Hmm. If this was a ploy to get him into bed... he wasn't that tired. "Come here."
He held out his arms, and as she came forward and put her body against his, he smiled as he stared over her head. God, she smelled good. Not that flowery shit she usually wore, but something darker. Nice.
"Baby, you know you've got to stay with us. I need you to work your magic."
Outside, the Spanish moss swayed in the breeze, the moonlight catching it and creating the illusion of chiffon, so that the trees looked like they were be-gowned.
"Something's not right here," she said into his chest.
Down below, on the lawn, a lone figure ambled into view. Clearly, Stan going for a stoner stroll.
Gregg shook his head. "The only thing that's not right is that damn butler. Don't you want to be famous? A special here's going to open doors for you. You could be hosting Dancing with the Stars next. Or Big Brother."
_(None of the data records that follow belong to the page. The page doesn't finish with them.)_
PR #103, opened 2022-02-06
PR adds SKILLOUT_PROGRESSIVE and changes food to 1/3/5 1/2/3

artyomtrityak:


items.h
```diff
@@ -96,7 +96,8 @@ class ItemType
 			// This item cannot be transported.
 			NOTRANSPORT = 0x20,
 			// Produced monsters
-			MANPRODUCE = 0x40
+			MANPRODUCE = 0x40,
+			SKILLOUT_PROGRESSIVE = 0x50
```
valdisz, line 100: We have similar feature in other skills and it is named differently. From the name "progressive" is not clear what it does.

valdisz (changes requested):

monthorders.cpp
```diff
@@ -1178,6 +1180,15 @@ void Game::RunUnitProduce(ARegion * r,Unit * u)
...
 		output *= level;
+	if (ItemDefs[o->item].flags & ItemType::SKILLOUT_PROGRESSIVE) {
+		if (level == 3) {
+			output *= 2;
+		}
+		if (level == 5) {
+			output *= 3;
+		}
+	}
+
```
valdisz, line 1191: What you wanted to achieve here? To have skill level rounded up produced amount just do: (level + 1) / 2

Then results will be following:
L1 = 1 item
L2 = 1 item
L3 = 2 items
L4 = 2 items
L5 = 3 items

`output *= (level + 1) / 2`

skillshows.cpp
```diff
@@ -1631,6 +1631,10 @@ AString *ShowSkill::Report(Faction *f)
 				if (ItemDefs[i].flags & ItemType::SKILLOUT) {
 					temp1 += " equal to their skill level";
 				}
+				if (ItemDefs[i].flags & ItemType::SKILLOUT_PROGRESSIVE) {
+					temp1 += " based on their skill level. Level 1 produces 1 item, ";
+					temp1 += " level 3 produces 2 items, level 5 produces 3 items";
```
valdisz, line 1636: Then here is easy to make generic examples w/o hardcoding.

valdisz (changes requested):

items.h
valdisz: This is an output multiplier. Maybe use flag name that reflects such behaviour?

artyomtrityak: sure, I will change name

monthorders.cpp
artyomtrityak: sounds good

valdisz (approved):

He could tell he'd gotten her attention, because her body relaxed, and to help her along, he rubbed her back.
"That's my girl." He watched Stan wander along, hands in pockets, head looking away from the house, long hair moving in the wind. Another couple of yards and he was going to be bathed in moonlight as he stepped out from under the trees. "Now, I want you to stay here with me--like I said, you of all people should know these ghost stories are never anything more than creaking floorboards. We have a job just because people want to believe in creepy shit."